### THE PROBLEM:
Among the lines below, how many have the word "header"? The reply is that number alone.

***** RAW DATA *****

PR #245, opened 2018-06-04
#240: Indicate if there was a problem updating the balance 

### LINKED ISSUE #240: Indicate if there was a problem updating the balance
If there is an error while updating the balance, place an blinking icon in the header, like this:

problem

The icon should show a tooltip with the following text: "Connection error, retrying"

The icon in the image is https://material.io/tools/icons/?icon=warning&style=baseline

AndreiIarovoi:
Fixes #240 

Changes:
- Blinking icon in the header added in case any issue with updating the balance
-  Tooltip with the "Connection error, retrying" text has been added on the warning item
- Unit tests have been adjusted

### DIFF
--- a/src/app/components/layout/header/top-bar/top-bar.component.scss
+++ b/src/app/components/layout/header/top-bar/top-bar.component.scss
@@ -9,7 +9,7 @@
 .buttons-left {
   display: inline-block;
   padding: 0 10px;
-  width: 220px;
+  width: 205px;
 }
 
 .last-updated-time {
@@ -31,7 +31,7 @@
 .buttons-right {
   display: inline-block;
   text-align: right;
-  width: 200px;
+  width: 205px;
 
   button {
     display: inline-block;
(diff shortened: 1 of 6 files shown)


src/app/services/wallet.service.ts
```diff
@@ -439,7 +443,7 @@ export class WalletService {
   }
 
   private resetBalancesTimerOptions(hasPendingTxs: boolean) {
-    this.intervalTime = (hasPendingTxs ? 20 : 60) * 1000;
+    this.intervalTime = (hasPendingTxs ? 20 : 300) * 1000;
```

*****

### RESPONSE AREA:
4